Salt determined to leave his mark on England’s T20 World Cup defence

Phil Salt has already experienced the winner’s podium, but this time he wants to be central, not peripheral. Two years ago in Australia he was drafted in for the semi-final, didn’t face a ball against India and managed 10 runs in the final while filling in at No.3. Useful, yes, but hardly the tale you retell years later.

“​Yes, definitely,” Salt says, asked whether another medal would feel different. “​That’s a massive source of motivation for myself. Obviously, I started that World Cup in Australia out of the team. Hopefully, I start this one in the team and put a stamp on it. It’s really simple.”

Since 2023 the 27-year-old has put together numbers that justify the confidence. No one has opened in T20 cricket more often, and nobody has scored more runs while doing it. The gap – close to 500 runs – between Salt and Faf du Plessis in second spot underlines just how busy he has been.

Strip it back to internationals and the leaderboard becomes even starker. There is the rest, then there is Salt, then Abhishek Sharma. Salt’s strike-rate of 169.5 is the only one brushing 170; Sharma, operating in rarified air, is out at 197.3.

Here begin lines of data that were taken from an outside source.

PR #1877, opened 2025-12-15
NO-JIRA: drop use of rhel-9.6-appstream-containernetworking repo

dustymabe:
cri-o has been rebuilt for RHEL 10 and nothing from this repo is getting pulled in any longer in node-image el10 builds. Let's drop this definition from the config.


dustymabe:
I'll also do a followup in rhel-coreos-config to see if I can get the label added back for SCOS.

PR #1880, opened 2026-01-08
[4.21] OCPBUGS-72560: package: add ose-crio-credential-provider

haircommander:
which is used to allow pull secrets to  be used for mirrored registries


travier (approved):
/lgtm
/label verified

PR #1888, opened 2026-01-15
[release-4.21] NO-JIRA: Remove (commented) WASM mentions

ravanelli:
- WASM support is no longer available in RHEL 9.8 and RHEL 10.0/10.1/10.2. Remove the corresponding extension mentions from RHCOS.


marmijo (approved):
/lgtm

PR #1894, opened 2026-02-10
NO-JIRA: extensions: add a label for extensions image discovery

dustymabe:
The MCO team was using the absence of the `ostree.linux` label to distinguish an extensions image from a node image in the release payload [1]. Let's make it easier to distinguish an extensions image by adding a label here.

[1] https://github.com/openshift/machine-config-operator/blob/6d48b64d76ed56318fbfdfc6a61c57ab93d96f9b/pkg/osimagestream/image_data.go#L15


jlebon (approved):
Seems fine to me!

PR #1895, opened 2026-02-12
NO-JIRA: packages-openshift: Fix repo versions

ravanelli:
- Fix wrong versions of repos under rhel-10.2

### DIFF
--- a/packages-openshift.yaml
+++ b/packages-openshift.yaml
@@ -25,13 +25,9 @@ conditional-include:
       repos:
         - rhel-10.2-baseos
         - rhel-10.2-appstream
-        #- rhel-10.2-early-kernel
+        - rhel-10.2-early-kernel
         - rhel-10.2-fast-datapath
-        # XXX Not built for rhel 10 yet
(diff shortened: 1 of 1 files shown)


packages-openshift.yaml
```diff
@@ -30,8 +30,8 @@ conditional-include:
         # XXX Not built for rhel 10 yet
         #- rhel-10.2-fast-datapath
```
joelcapitao: maybe we should uncomment this. Also, note that `rhel-10.2-fast-datapath` is already defined above.

ravanelli:
> @ravanelli the extensions container build in CI is failing with:
> 
> ```
> error: Packages not found: kernel-devel-5.14.0-678.el9, kernel-headers-5.14.0-678.el9, kernel-rt-core-5.14.0-678.el9, kernel-rt-devel-5.14.0-678.el9, kernel-rt-modules-5.14.0-678.el9, kernel-rt-modules-extra-5.14.0-678.el9
> ```

It needs a new rhel-9.8 build to get the packages sync, it is running, almost at the end

Issue #992, opened 2022-09-07
Replace all use of Dockerfile by Containerfile


travier:
Let's make it explicit that this is not about Docker but about containers.

Conan-Kudo:
Not that I don't have a problem with this, but has anyone attempted to make _Docker/Moby_ support this filename by default too?

travier:
This is outside of the scope of this project issue tracker.

Conan-Kudo:
Then let's not bother renaming the files until the issue is resolved where it should be.

travier:
Changing the names that we use here is in scope. Changing the behavior of Docker is something else. We don't ship or use Docker in OCP or OKD.

PR #1896, opened 2026-02-13
NO-JIRA: Rename extensions/Dockerfile to Containerfile

cverna:
Replace use of Dockerfile with Containerfile to make it explicit that this is about containers, not Docker.

Fixes: https://github.com/openshift/os/issues/992

Assisted-by: OpenCode (Opus 4.5)


cverna:
Will need https://github.com/coreos/fedora-coreos-pipeline/pull/1297 after this is merged.

cverna:
/retitle NO-JIRA: Rename extensions/Dockerfile to Containerfile

PR #1900, opened 2026-02-27
COS-3912: denylist: drop rhcos.network.init-interfaces-test

nikita-dubrovskii:
Fix went upstream.

Issue: https://github.com/openshift/os/issues/1852


dustymabe:
> @marmijo FYI ^^ - we recently did some work on `ext.config.version.rhaos-pkgs-match-openshift` and I don't think that test is running at all. I think we'd need to add the `openshift` tag to that test?

https://github.com/openshift/os/pull/1906

PR #1923, opened 2026-04-03
OCPBUGS-77244: 9.8: override runc package to pull in newer fixes

haircommander:
Related to OCPBUGS-77244


travier (approved):
/lgtm

travier:
@haircommander Can you ping us / revert this PR once the build lands in RHEL? Maybe we should add some check here but I'm not sure how we could do that :/

sdodson:
@travier @haircommander I don't think this worked, or maybe we need to force a new 9.8 build even though there weren't changes for the versionlocks to be set properly? From the latest 4.22-9.8 node-image-build I just kicked off hoping to see this change effective

```
 14:23:02  Adding versionlock on: runc-4:1.4.0-2.el9.*
...
14:23:07  Package runc-4:1.4.0-2.el9.s390x is already installed.
...
repeat for other three arches
```

travier:
Looks like this landed in RHEL already: https://github.com/openshift/os/pull/1925

travier:
But yes, it looks like this did not work.

PR #1924, opened 2026-04-10
NO-JIRA: packages-openshift.yaml: Include runc only in rhel-9.8 and c9s

PeaceRebel:
runc doesn't exist in other versions, at least in rhel-10.2, causing build failure.

Fixes: https://github.com/openshift/os/pull/1923

PR #1925, opened 2026-04-10
NO-JIRA: Revert "OCPBUGS-77244: 9.8: override runc package to pull in newer fixes"

travier:
Reverts openshift/os#1923

See: https://github.com/openshift/os/pull/1924 & https://github.com/openshift/os/pull/1923#issuecomment-4201514875


travier:
CC @haircommander

travier:
This is still not using the right version:
```
2026-04-10T13:28:47.588753634Z Adding versionlock on: runc-4:1.4.0-2.el9.*
```

travier:
Ah, that's the one from the base image and we likely don't have an updated build yet to use here.
/unhold

PR #1929, opened 2026-04-13
WIP Updates for 4.23 node image Konflux build

thegreyd:
- Update ocp_version to 4.23 and switch rhel-9.8 repo IDs to match the repo names injected at build time in ocp-build-data - https://github.com/openshift-eng/ocp-build-data/pull/9978
- Drop rhel-9.8-early-kernel as the kernel is now covered by rhel-9-server-ose-rpms.

rh-pre-commit.version: 2.3.2
rh-pre-commit.check-secrets: ENABLED

### DIFF
--- a/packages-openshift.yaml
+++ b/packages-openshift.yaml
@@ -2,7 +2,7 @@ metadata:
   # This should match the /etc/os-release manipulation we do below when
   # injecting `OPENSHIFT_VERSION`. It's used by CI to determine the repos to
   # inject when building the layered image.
-  ocp_version: "4.22"
+  ocp_version: "4.23"
 
 conditional-include:
   - if:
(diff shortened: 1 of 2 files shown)


locriandev:
Green build: [rhcos-node-image-container-v4.23.0-202604220859.p2.gc621854.assembly.stream.el9](https://art-build-history-art-build-history.apps.artc2023.pc3z.p1.openshiftapps.com/build?nvr=rhcos-node-image-container-v4.23.0-202604220859.p2.gc621854.assembly.stream.el9&record_id=3c1a3176-55db-7de4-01b3-9e1f45ca61af&group=openshift-4.23&outcome=success&type=image)

packages-openshift.yaml
```diff
@@ -12,22 +12,9 @@ conditional-include:
     - osversion != "centos-10"
     include:
       repos: [ENOEXIST] # We want an error in this case
-  - if: osversion == "rhel-9.8"
```
travier, line 15: How do you inject the repos? Don't we still need them here for the CI or local builds?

“​I’d like to catch him,” Salt jokes about Sharma, currently the ICC’s top-ranked T20 batter, with Salt second. “​That’s been my goal for a while, even when Suryakumar Yadav was number one. A completely different batter, but I still wanted to catch him.

“I really like watching him bat, I’ll be honest with you. Last night, I was disappointed because he got out early. The fact that he can hit the first ball for six like that, the way he runs down the wicket, fights that line from really straight to get it over the off side, but then also hits a ball wide to him over the leg side. It’s completely different. I’m never going to be him. He’s never going to be me. But I do enjoy watching him bat.”

India, he freely admits, stand in everyone’s path.

“​I think they are by far and away the strongest team in the World Cup,” Salt says. “​And I’m really excited by the idea that we get to come up against them in a World Cup in their own backyard.”

That backyard is hardly unfamiliar ground. Salt has collected two IPL winner’s medals and owns the highest strike-rate of anyone with at least 25 IPL innings. A tricky statistic to keep hold of, he knows, but evidence all the same that Indian pitches no longer intimidate visiting openers.

“​It’s obviously the strongest T20 league in the world so if you can’t go there and pick things up that’ll help you out then you’re probably not looking at it the right way.”

First, though, comes Sri Lanka. Remarkably for someone 83 caps into his international career, Salt is yet to face them.

“​I’ll be having a good chat with our analyst tonight,” he says. “​I’ll be watching as much footage as possible. I’ll have a good look at them in the warm-up tomorrow. It’s about having clarity on where they miss and what their plans are.”

England supporters may see the upcoming three-match series as a tune-up, but Salt knows places in the XI remain fluid. Jos Buttler is secure, yet the other opening slot has been a revolving door. Will Jacks, Ben Duckett and Dawid Malan have all walked through at various points. A convincing fortnight from Salt would slam that door shut.

The numbers are encouraging. Since the start of last year he has converted 10 of 26 T20 fifties into scores beyond 70 – not quite “daddy hundreds”, to borrow the Test match phrase, but evidence of a player who kicks on rather than plates out a cameo. His method is uncomplicated: strong base, minimal footwork, bat speed through the line. Coaches describe it as “see ball, hit ball”, though Salt bristles at the idea it is unsophisticated. The repetition in the nets is what allows the freedom in the middle, he argues.

Privately, England value more than his runs. He is direct, occasionally brusque, yet always willing to front up – whether to the media, analysts or team-mates. If this World Cup campaign wobbles, Salt is unlikely to leave the talking to someone else.

For now, the focus is on Colombo, not Ahmedabad. The desire, however, is unmistakable: to swap the cameo role for a starring one when the real thing starts later in the year.

It’s no bad ambition for a player who already owns a winners’ medal but would rather be remembered for the innings that secured it.